Towards a formula for the Euler $\phi$ function? 
*

*$\Phi_n(1)$ and $\Phi_n(-1)$ for the cyclotomic polynomials are well-known.
I am now looking for
$$\Phi_n(i)$$ and/or $$\Phi_n(-i)$$ with $i$ the complex unit.

*The reason is :  
I suppose it is true that $(1-i)^{\phi(n)}\Phi_n(i)$ is either zero or of the form
$$(-1)^{f(n)}2^{g(n)}$$ for some rational valued functions. 
Just now $f(n)$ and $g(n)$ are unknown to me. But if all calculations would succeed
by taking logarithms $\phi(n)$ may perhaps be calculated.
The ideas behind that rely on the polynomials defined by William E Heierman published   on his Web Site. 
 A: After a long thought, my conjecture is instead the following. Let $\nu=\nu_2(n)$, $\omega_1$ be the number of distinct prime numbers $\equiv 1\pmod{4}$ that divide $n$, $\omega_3$ be the number of distinct prime numbers $\equiv 3\pmod{4}$ that divide $n$. I claim:
$$\begin{array}{rl}\textbf{If...}&\textbf{then...}\\
n=2&\Phi_n(i)=1+i\\
n=4&\Phi_n(i)=0\\
n=2^{k},k\geq 2&\Phi_n(i)=2\\
n=4p&\Phi_n(i)=p\\
\omega_1\geq 1,n\neq 4p & \Phi_n(i)=1\\
\nu\geq 3&\Phi_n(i)=1\\
\omega_3\geq 3&\Phi_n(i)=1\\
\omega_1=0,\omega_3=1,\nu=0&\Phi_n(i)=i\\
\omega_1=0,\omega_3=1,\nu=1&\Phi_n(i)=-i\\
\omega_1=0,\omega_3=2,\nu<2&\Phi_n(i)=-1\\
\omega_1=0,\omega_3=2,\nu=2&\Phi_n(i)=1.\\
\end{array}$$
Please check this conjecture. I am too lazy now to prove that it holds in virtue of:
$$\Phi_n(i)=\prod_{d\mid n}\left(i^{n/d}-1\right)^{\mu(d)}$$
by an induction depending on eleven different cases, but I can find somewhere the strength to do my math if this is really useful.

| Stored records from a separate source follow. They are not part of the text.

PR #509, opened 2022-02-03
Update pipeline.yml

jakebolewski:
Test new MPICH 4.0 build


jakebolewski:
bors try

jakebolewski:
bors try

jakebolewski:
We'll now defer to MPICH for the CPU builds as that is what Julia MPI.jl uses by default.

A: I made a calculation for $n\ge 3$ and get
$$\prod_{E_n}\cos\left(\frac{k\pi}{n}\right)=\frac{\Phi_n(-1)}{2^{\phi(n)}}$$
This formula may be totally wrong at this moment.
I have not the CAS Mathematica available and also not the programming skills to check it by other CAS freely available.
A: I recalculated the formula and it is indeed  
$$\prod_{E_n}\cos\left(\frac{k\pi}{n}\right)=(-1)^{\frac{\phi(n)}{2}}\frac{\Phi_n(-1)}{2^{\phi(n)}}$$
for $n>2$. Taking absolute values on both sides allows one then to calculate $\phi(n)$.